Netanyahu, savaş durduğunda mahkemeye ve muhtemelen hapse gitmek zorunda kalacak. Bazı kaynaklar, Netanyahu'nun Donald Trump'ın Beyaz Saray'a döneceği umuduyla savaşı gelecek yıla kadar sürdürmek istediğini belirtiyor.
Netanyahu kendisini iktidarda tutması için Trump'a güveniyor ve bu, Netanyahu'nun siyasi hayatta kalmasını sağlamak için savaşı Lübnan'a yaymak istediği anlamına gelebilir.
ABD böyle bir felaket senaryosunu önleyebilir mi?
ABD, şu anda İsrail'e karşı takındığı yumuşak tavırla bunu başaramaz.
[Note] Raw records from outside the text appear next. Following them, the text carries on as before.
PR #9699, opened 2023-04-25
[To rel/1.1][IOTDB-5820] Exception when use PIPE if sender has more than one data dir on different disks

Cpaulyz:
## Description

Solution: When the data directory and syncDir cross the file system, create a temporary directory in the data directory to hold the hard connection.

Note that when dropping the pipe, all dataDirs need to be scanned to clear the temporary directory.


Wei-hao-Li (approved):
has been verified

PR #9706, opened 2023-04-26
Sort the result of AlignedUpdateLastCacheOperator for LastQueryMergeOperator

lancelly:
LastQueryMergeOperator assumes that the TsBlocks its children resturn are sorted. However,  AlignedUpdateLastCacheOperator does not sort its result accoring to measurements.


server/src/main/java/org/apache/iotdb/db/mpp/plan/planner/OperatorTreeGenerator.java
```diff
@@ -2292,6 +2293,7 @@ public Operator visitLastQueryMerge(LastQueryMergeNode node, LocalExecutionPlanC
         (items.isEmpty() || items.get(0).getOrdering() == Ordering.ASC)
             ? ASC_BINARY_COMPARATOR
             : DESC_BINARY_COMPARATOR;
+    context.setLastQueryComparator(comparator);
```
JackieTien97, line 2296: won't take effect because children have been visited before.

JackieTien97 (changes requested):

JackieTien97 (approved):

PR #9708, opened 2023-04-26
[IOTDB-5823] wal pipe handler for the pipe module

HeimingZ:


server/src/main/java/org/apache/iotdb/db/conf/IoTDBConfig.java
```diff
@@ -539,6 +539,10 @@ public class IoTDBConfig {
 
   /** Memory allocated proportion for time partition info */
   private long allocateMemoryForTimePartitionInfo = allocateMemoryForStorageEngine * 50 / 1001;
+
+  /** Memory allocated proportion for wal pipe cache */
+  private long allocateMemoryForWALPipeCache = allocateMemoryForConsensus / 10;
```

ABD şimdiye kadar İsrail'in, okulları, hastaneleri ve ibadet yerlerini hedef almasını engelleyemedi. İsrail'in gazetecileri, doktorları ve BM personelini hedef almasını engelleyemedi. Böyle bir ABD politikası Netanyahu'nun kolunu büküp onu Lübnan'ı vurmaktan men edebilir mi?
Netanyahu şunu bilmeli ki; Lübnan Gazze değil, Hizbullah Hamas değil ve Hizbullah'ın sahip olduğu askeri güç Hamas'ın çok ötesinde.
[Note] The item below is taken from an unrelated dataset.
PR #9717, opened 2023-04-26
[IOTDB-5815] Fix Npe when UDF spilling data to disk

lancelly:
https://issues.apache.org/jira/browse/IOTDB-5815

Tüm bu gerçeklere rağmen, Amerikan baskısı Netanyahu'yu caydırmaya yetmeyebilir.
Tehlikeli olan kısım ise İsrail kamuoyuolarak nitelendirilebilir. Times of Israel bu ay İsraillilerin yüzde 50,9 gibi küçük bir çoğunluğunun kuzeyde bir cephe açılmasından yana olduğunu gösteren bir anket yayınladı. Bu, Natanyahu'nun Lübnan'la savaşa girmek için ihtiyaç duyduğu mükemmel bahane olabilir.
ABD; Netanyahu'yu, Lübnan'ı yok edecek, İsrail'e büyük zarar verecek, bölgede topyekün bir savaşı başlatacak ve Joe Biden'ın yeniden seçilme şansını azaltacak yanlış hesaplanmış bir adım atmadan önce durdurmalıdır.